Further, the average particle size and the specific surface area of the nickel oxide powders of Samples 1 to 5 were measured. The average particle size was determined as the average particle size D50 at a volume integration of 50% from the particle size distribution obtained by measuring by the laser diffraction / scattering method. The specific surface area was determined by the BET method by adsorbing nitrogen gas. The sulfur (S) grade, chlorine (Cl) grade, sodium (Na) grade, specific surface area, and average particle size D50 of the nickel oxide powders of these samples 1 to 5 are shown in Table 1 below.

As can be seen from Table 1 above, the nickel oxide powders of Samples 1 to 3 produced by the production method satisfying the requirements of the present invention all have a specific surface area in the range of 0.1 m ² / g or more and less than 1.0 m ² / g. The average particle size D50 was in the range of 5.0 μm or more and 20 μm or less. On the other hand, the nickel oxide powders of Samples 4 to 5 produced by the production method not satisfying the requirements of the present invention had an average particle size D50 within the range of 5.0 μm or more and 20 μm or less, but all had a specific surface area of 0. It was out of the range of .1 m ² / g or more and less than 1.0 m ² / g.
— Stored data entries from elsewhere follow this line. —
PR #352, opened 2024-01-12
MP-3528 pass external routes to swapper

piobab:
Enhancement: External Swapping Routes

This enhancement introduces external routes for swapping with two possible approaches:

1. **Swapper Module Inclusion:**
   - Prepare a swapper module with types and helper functions for inclusion in Credit Manager and Rewards Collector contracts.
   - Contracts depend on a specific package, eliminating the need for a separate Swapper contract.
   - Pros:
     - No additional contract maintenance.
     - Potential reduction in gas consumption.
   - Cons:
     - Increased CM wasm size.
     - Make CM more chain-specific with Astro/Osmo dependency.

2. **Maintain Swapper Contract with Optional Routes:**
   - Keep the Swapper contract as is, allowing optional routes passing.
   - Pros:
     - Smooth migration for Frontend and Bots (Reward Collector).
     - Add fallback for already set routes (if route not provided).
     - Minimal size increase (~20KB) to CM contract.
   - Cons:
     - Swapper maintenance

Decision:
After consideration, the decision is to proceed with option 2:
- Keeps CM chain-agnostic, supporting different routes (Astro or Osmo).
- Minimizes wasm size overhead to keep CM as compact as possible.
- Enables backward compatibility for smooth integration with Frontend and Bots.
- Allows potential switch to option 1 (without swapper contract) if needed after perps completion, potentially reducing gas consumption.

Route struct included in SwapExactIn
Osmo
```
{
    "route": {
        "osmo": {
            "swaps": [
                {
                    "pool_id": 1,
                    "to": "ibc/C4CFF46FD6DE35CA4CF4CE031E643C8FDC9BA4B99AE598E9B0ED98FE3A2319F9"
                },
                {
                    "pool_id": 2,
                    "to": "untrn"
                }
            ]
        }
    }
}
```

Astro
```
{
    "route": {
        "astro": {
            "swaps": [
                {
                    "from": "ibc/3649CE0C8A2C79048D8C6F31FF18FA69C9BC7EB193512E0BD03B733011290445",
                    "to": "ibc/C4CFF46FD6DE35CA4CF4CE031E643C8FDC9BA4B99AE598E9B0ED98FE3A2319F9"
                },
                {
                    "from": "ibc/C4CFF46FD6DE35CA4CF4CE031E643C8FDC9BA4B99AE598E9B0ED98FE3A2319F9",
                    "to": "untrn"
                },
                {
                    "from": "untrn",
                    "to": "ibc/9598CDEB7C6DB7FC21E746C8E0250B30CD5154F39CA111A9D4948A4362F638BD"
                }
            ]
        }
    }
}
```

Astro swapper should be preconfigured (config updated) with router, factory and oracle - more secure to keep them in SC.

Wasm Size Changes reference:
- CM before modification: 889 KB
- CM in the current PR: 913 KB
- R&D scenarios:
  - CM with osmosis feature: 1.1 MB
  - CM with astroport feature: 936 KB
  - CM with both features: 1.2 MB


contracts/swapper/osmosis/tests/tests/helpers/mod.rs
```diff
@@ -138,6 +138,7 @@ pub fn assert_err(actual: RunnerError, expected: impl Display) {
         RunnerError::QueryError {
             msg,
         } => {
+            println!("{}", msg);
```
dancreee, line 141: should this change be in here?

contracts/swapper/osmosis/tests/tests/helpers/mod.rs
```diff
@@ -57,7 +57,7 @@ pub fn swap_to_create_twap_records(
     coin_in: Coin,
     denom_out: &str,
 ) {
-    swap_n_times(app, signer, pool_id, coin_in, denom_out, 120u64);
+    swap_n_times(app, signer, pool_id, coin_in, denom_out, 122u64);
```
dancreee, line 60: also this one

contracts/swapper/osmosis/tests/tests/test_estimate.rs
```diff
@@ -20,11 +19,17 @@ fn error_on_route_not_found() {
...
+                }],
+            })),
         },
     );
-    let err = res.unwrap_err();
-
-    assert_err(err, "No route found from jake to mars");
+    // If no proper route we get ugly error:
+    // "Generic error: Querier contract error: codespace: undefined, code: 1: query wasm contract failed"
+    res.unwrap_err();
```
dancreee, line 32: Seems like we have changed the purpose of this test case, it use to be that no route was found and so would return "No route found from jake to mars"

now it seems we are instead passing an invalid route, shouldn't we keep both test cases? one where there is no route, another where there is an invalid route?

contracts/swapper/osmosis/tests/tests/test_estimate.rs
```diff
@@ -72,6 +62,12 @@ fn estimate_swap_one_step() {
             &QueryMsg::EstimateExactInSwap {
                 coin_in: coin(coin_in_amount.u128(), "uosmo"),
                 denom_out: "uatom".to_string(),
+                route: Some(SwapperRoute::Osmo(OsmoRoute {
+                    swaps: vec![OsmoSwap {
+                        pool_id: pool_atom_osmo,
+                        to: "uatom".to_string(),
+                    }],
+                })),
```
dancreee, line 70: We probably want a number of tests here? 
1. use the default route (the old way we did it by setting route)
2. use the dynamic route (new way of passing the route)
3. set the default route, use the dynamic route and asset dynamic route used?

contracts/swapper/osmosis/tests/tests/test_estimate.rs
```diff
@@ -100,7 +96,7 @@ fn estimate_swap_multi_step() {
         .unwrap()
         .data
         .pool_id;
-    let pool_osmo_mars = gamm
+    let _pool_osmo_mars = gamm
```
dancreee, line 99: can remove if not using?

contracts/swapper/osmosis/tests/tests/test_estimate.rs
```diff
@@ -174,6 +128,18 @@ fn estimate_swap_multi_step() {
...
+                        OsmoSwap {
+                            pool_id: pool_atom_osmo,
+                            to: "uosmo".to_string(),
+                        },
+                        OsmoSwap {
+                            pool_id: pool_osmo_usdc,
+                            to: "uusdc".to_string(),
+                        },
+                    ],
+                })),
```
dancreee, line 142: similar comments here around if we should be having multiple different test cases for default/dynamic/both routes

dancreee (approved):
LGTM, left some minor comments around potential missing test cases etc

markonmars (approved):
Nice! This seems like a clean solution, Addresses the issues I have faced with the bots

Once thought I had while reviewing - Do we check anywhere that the asset we are swapping to (i.e `denom_out`) is the same as is defined in the route? And if they differ does that cause issues?

For instance we set `denom_out`as a whitelisted asset i,e OSMO but the actual route swaps to something different (perhaps not whitelisted), will that tx succeed and is that dangerous?

Apologies in advance if this is already addressed and I missed it.

contracts/credit-manager/src/swap.rs
```diff
@@ -49,7 +53,7 @@ pub fn swap_exact_in(
     let swapper = SWAPPER.load(deps.storage)?;
 
     Ok(Response::new()
-        .add_message(swapper.swap_exact_in_msg(&coin_in_to_trade, denom_out, slippage)?)
+        .add_message(swapper.swap_exact_in_msg(&coin_in_to_trade, denom_out, slippage, route)?)
```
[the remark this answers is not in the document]
piobab: You will get:
```
#[error("No route found from {from} to {to}")]
    NoRoute {
        from: String,
        to: String,
    },
```

If routes is not passed, it tries to read from state, if there is no route then throws NoRoute error

piobab:
> println!("{}", msg);

Very good comment - better ask than we miss something :) 

Yeah, I added validation for off-chain routes to swap and estimate in `base` contract (see screnshots). Validation for routes in states is executed when we set new route. 
Osmosis/Astro swapper contract extends `validate` to check if provided routes are ok (taking denom_in/denom_out and steps):
- https://github.com/mars-protocol/contracts/blob/MP-3528-remove-routes/contracts/swapper/osmosis/src/route.rs#L63
- https://github.com/mars-protocol/contracts/blob/MP-3528-remove-routes/contracts/swapper/astroport/src/route.rs#L140


Zrzut ekranu 2024-01-19 o 11 50 26
Zrzut ekranu 2024-01-19 o 11 49 54

contracts/swapper/osmosis/tests/tests/helpers/mod.rs
piobab: Removed

contracts/swapper/osmosis/tests/tests/helpers/mod.rs
piobab: Added comment. I had to increase number of swaps (one swap move block in osmosis-test-tube).

contracts/swapper/osmosis/tests/tests/test_estimate.rs
piobab: Added such tests to estimate and swap.

contracts/swapper/osmosis/tests/tests/test_estimate.rs
piobab: nah, it is ok :)

contracts/swapper/osmosis/tests/tests/test_estimate.rs
piobab: Added tests for single swap route. It uses the same logic as multi-swaps.

dancreee (approved):
Nice lgtm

Except for the sulfur grade of 20 mass of sample 3 and the sulfur grade of 70 mass ppm of sample 5, the nickel oxide powders of samples 1 to 5 had an impurity grade of less than 10 mass ppm.

Claims (5)

A method for producing nickel oxide powder having the form of secondary particles in which primary particles are aggregated. Nickel sulfate aqueous solution is neutralized with an alkaline aqueous solution containing an alkali metal hydroxide as an alkaline component to obtain water. A crystallization step of crystallizing particles containing nickel oxide as a main component and a heat treatment of the particles containing nickel hydroxide as a main component in a non-reducing atmosphere at an atmospheric temperature of 900 ° C. or higher and lower than 1100 ° C. A method for producing nickel oxide powder, which comprises a heat treatment step for producing. The method for producing nickel oxide powder according to claim 1, wherein the alkaline aqueous solution contains sodium carbonate in an amount of 0.4 to 0.8 mol / L. The method for producing nickel oxide powder according to claim 2, wherein the alkali metal hydroxide is sodium hydroxide. A nickel oxide powder in the form of secondary particles formed by aggregation of primary particles, the specific surface area measured by the BET method is less than 0.1 m 2 / ^g or more 1.0 m 2 / ^g, a laser diffraction scattering method A nickel oxide powder characterized in that the measured average particle size D50 of the secondary particles is 5.0 μm or more and 20 μm or less. The nickel oxide powder according to claim 4, wherein the sulfur grade is 100 mass ppm or less, the chlorine grade is 50 mass ppm or less, and the total alkali metal grade is 20 mass ppm or less.